Conchita wrote in her book, Message of the Cross, “It is of vital urgency to have a clear awareness of what the Cross of Christ means, of what it accomplishes in the mystery of the person.”

In the Cross of Christ is our salvation and the invitation to join our suffering to his, Beckman explained. She shared that a season of her own suffering had been so heavy that she thought she would die from it.

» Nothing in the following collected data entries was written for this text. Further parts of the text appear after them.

PR #18, opened 2015-04-30
Updated `_status` endpoint

pcraig3:
Successful response:
```json
{
  "api_status": {
    "db_version": "10_adding_supplier_to_user_table",
    "status": "ok",
    "version": null
  },
  "status": "ok",
  "version": null
}
```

“The only solace I ever received was uniting my suffering to Jesus on the Cross. When I placed my pain next to Christ’s passion, I gained perspective and purpose.” She explained that the Cross is a love story and through Christ’s wounds, ours are healed and that when we suffer, Christ is mystically holding us. “Suffering for sufferings sake is evil (see 1 Corinthians 13:3),” Beckman wrote. “Suffering has meaning and value only when united to Jesus’ cross.”


Visions of The Cross

Conchita received visions of a heart on a cross, surrounded by flames, pierced by a lance and pulsating with love. Jesus explained to her that it was a continuation of the devotion to his Sacred Heart given to St. Margaret Mary Alacoque (1647-1690). Through Conchita’s messages from Jesus, the Apostleship of the Cross developed into a new school of spirituality in 1895, founded in Mexico by the Venerable Ramón Ibarra González, then Bishop of Chilapa, Guerrero. 

Jesus told Conchita:

I wish the Cross to reign. Today, it is presented to the world with my heart so that it may bring souls to make sacrifices. No true love is without sacrifices. Therein is the repose of the soul, the soul inebriated by love delights in its life. … The essence of this work consists in making known the interior sufferings of my Heart which are ignored, and which constitute for me a more painful Passion than that which my body underwent on Calvary, on account of its intensity and its duration, mystically perpetuated in the Eucharist.

Jesus shared with Conchita that the world has known of the love of his Sacred Heart through St. Margaret Mary and now through her, it would learn of the suffering of his heart. In a letter to Father Jose Alzola, a Jesuit provincial, Conchita wrote that Jesus told her:

I say again, there must be a penetration into the Interior of this boundless ocean of bitterness and an extension of knowledge of it throughout the world, for by bringing about the union of the suffering of the faithful with the immensity of the sufferings of my Heart, for their suffering is mostly wasted. I wish them to profit from it by way of the Apostolate of the Cross for the benefit of souls and for consolation of my Heart.”

“Jesus wants the world to profit by uniting its vast suffering to the immensity of his suffering on the Cross,” Beckman wrote. “The message is rejected today. Jesus searches for men in women of all vocations to be brave in their witness to the power of the Cross. How often do we consider the interior sufferings of Jesus and offer consolation or reparation?”

She pointed out that we should certainly pray for the alleviation of our suffering.

“But whatever suffering remains, if the healing doesn’t come, then the offering of suffering in union with the Cross is a powerful act of love.”